I also disagree with the majority’s analysis of and conclusions about the “covenant not to sue,” but in light of the reasons for my determination that the defendants have no successor liability in this case, I do not discuss in any detail the covenant issues and cases set forth in the second part of the majority opinion. However, I note that because of the plaintiff’s voluntary settlement with and discharge of Shoreline for the claims it now seeks to pursue against the defendants, the defendants, like Shoreline, have no liability to the plaintiff under either of the exceptions to successor nonliability advanced by her. As the plaintiffs covenant not to sue Shoreline protects it from suit, it also should protect the defendants from suit, because, according to the plaintiff, the successor defendants must stand in Shoreline’s shoes because they either are mere continuations of or share a continuity of enterprise with Shoreline. Additionally, regardless of its title, it is the substance of a document that governs its interpretation and application. McKeon v. Lennon, 131 Conn. App. 585, 628-29, 27 A.3d 436, cert. denied, 303 Conn. 901, 3 A.3d 1178 (2011). In the present case the plaintiff not only covenanted not to sue Shoreline, but she “forever discharge[ed] the Covenantees from all claims, demands, actions, suits, debts, causes of action and liabilities of every name and nature, whether known or unknown, includ*612ing, but in no way limited to [those] arising from or in any way related to or growing out of, any care and treatment rendered by any or all of the Covenantees to [the plaintiff or Elijah] .... It is [the plaintiff’s] intent to discharge any and all such claims, demands, actions, suits, debts, causes of action and liabilities against all Covenantees, and [I] hereby acknowledge that [I] have received consideration for the discharge . . . .” See footnote 6 of this opinion. “[W]e interpret contract language in accordance with a fair and reasonable construction of the written words and . . . the language used must be accorded its common, natural, and ordinary meaning and usage where it can be sensibly applied to the subject matter of the contract.” (Internal quotation marks omitted.) Santana v. Hartford, 94 Conn. App. 445, 463-64, 894 A.2d 307 (2006), aff'd, 282 Conn. 19, 918 A.2d 267 (2007); see also 19 Perry Street, LLC v. Unionville Water Co., 294 Conn. 611, 623, 987 A.2d 1009 (2010).

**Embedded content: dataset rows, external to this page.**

PR #10623, opened 2023-11-25
[WIP] Move UserItemData to EF Core 

martimarkov:
**Changes**
Migrate the UserItemData entity to EF Core. 
Introduced a new LegacyEmbyDbContext to contain all Entities in the same DB. After we move all of them to EF Core it can be removed and merged to JellyfinDbContext. 

**Issues**

**TODO:**
Remove .Result from sync functions.


cvium:
.Result is banned. You must use GetAwaiter().GetResult() instead

Jellyfin.Server.Implementations/UserData/UserDataManager.cs
```diff
@@ -104,9 +104,9 @@ private async Task<UserItemData> GetUserDataAsync(User? user, BaseItem item)
     {
         ArgumentNullException.ThrowIfNull(user);
         ArgumentNullException.ThrowIfNull(item);
-        var dbContext = await _provider.CreateDbContextAsync().ConfigureAwait(false);
+        var dbContext = await _provider.CreateDbContextAsync().ConfigureAwait(true);
```
cvium, line 107: No, you almost never want to set it to true. And it's a no-op anyway. We are not hosting Jellyfin anywhere that has a synchronization context

Jellyfin.Server.Implementations/UserData/UserDataManager.cs
```diff
@@ -0,0 +1,273 @@
...
+
+    public void SaveUserData(Guid userId, BaseItem item, Data.Entities.UserItemData userData, UserDataSaveReason reason, CancellationToken cancellationToken)
+    {
+        var user = _userManager.GetUserById(userId);
+        SaveUserData(user, item, userData, reason, cancellationToken);
+    }
+
+    public void SaveUserData(User? user, BaseItem item, Data.Entities.UserItemData userData, UserDataSaveReason reason, CancellationToken cancellationToken)
+    {
+        SaveUserDataAsync(user, item, userData, reason, cancellationToken).ConfigureAwait(true);
```
JPVenson, line 100: same here

Jellyfin.Server.Implementations/UserData/UserDataManager.cs
```diff
@@ -0,0 +1,273 @@
...
+
+    private async Task<UserItemData> GetUserDataAsync(User? user, BaseItem item)
+    {
+        ArgumentNullException.ThrowIfNull(user);
+        ArgumentNullException.ThrowIfNull(item);
+        var dbContext = await _provider.CreateDbContextAsync().ConfigureAwait(true);
+        UserItemData? userItemData;
+        await using (dbContext.ConfigureAwait(true))
+        {
+            userItemData = await dbContext.UserDatas.FindAsync(new object[] { user.Id, item.Id.ToString() }).ConfigureAwait(true) ?? await CreateUserDataInternalAsync(user, item, dbContext).ConfigureAwait(true);
```
JPVenson, line 111: Creating a user on request does not sound like a good idea to me

Jellyfin.Server.Implementations/UserData/UserDataManager.cs
```diff
@@ -0,0 +1,273 @@
...
+    public UserItemData GetUserData(Guid userId, BaseItem item)
+    {
+        var user = _userManager.GetUserById(userId);
+
+        return GetUserData(user, item);
+    }
+
+    public UserItemData GetUserData(User? user, BaseItem item)
+    {
+        return GetUserDataAsync(user, item).GetAwaiter().GetResult();
```
JPVenson, line 140: I would either deprecate the sync function or make a parallel sync `GetUserDataAsync` one

Jellyfin.Server.Implementations/UserData/UserDataManager.cs
martimarkov: Fixed

Emby.Server.Implementations/ApplicationHost.cs
```diff
@@ -609,8 +606,18 @@ await using (jellyfinDb.ConfigureAwait(false))
                 }
             }
 
+            var legacyEmbyDb = await Resolve<IDbContextFactory<LibraryDbContext>>().CreateDbContextAsync().ConfigureAwait(false);
```
crobibero, line 609:
```suggestion
            var legacyLibraryDb = await Resolve<IDbContextFactory<LibraryDbContext>>().CreateDbContextAsync().ConfigureAwait(false);
```

Jellyfin.Data/Jellyfin.Data.csproj
```diff
@@ -39,11 +39,16 @@
...
   </ItemGroup>
 
   <ItemGroup>
     <Compile Include="..\SharedVersion.cs" />
   </ItemGroup>
 
+  <ItemGroup>
+    <PackageVersion Update="Microsoft.EntityFrameworkCore.Abstractions" Version="8.0.0" />
+  </ItemGroup>
+
```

Even accepting the plaintiff’s representation that the amount of any damages recovered by her from the defendants would be diminished by the total amount of the previous recoveries by the plaintiff from other sources, any such net recovery from those defendants would still be a windfall because they had no relationship with Shoreline and no duty to the plaintiff or her decedent on the date of the alleged negligence. Also, the plaintiff does not claim in connection with the asset transaction that those defendants did anything fraudulent or otherwise wrongful, so there is no direct claim against the defendants on which their liability can be based. On the basis of the facts submitted in connection with the motion for summary judgment, after having voluntarily settled with Shoreline and its employees, there is no legally cognizable basis for the plaintiff to recover anything from the defendants, and thus the plaintiffs concession that any proceeds received from other entities would be subtracted from any damages assessed against the defendants is legally meaningless in the context of this case.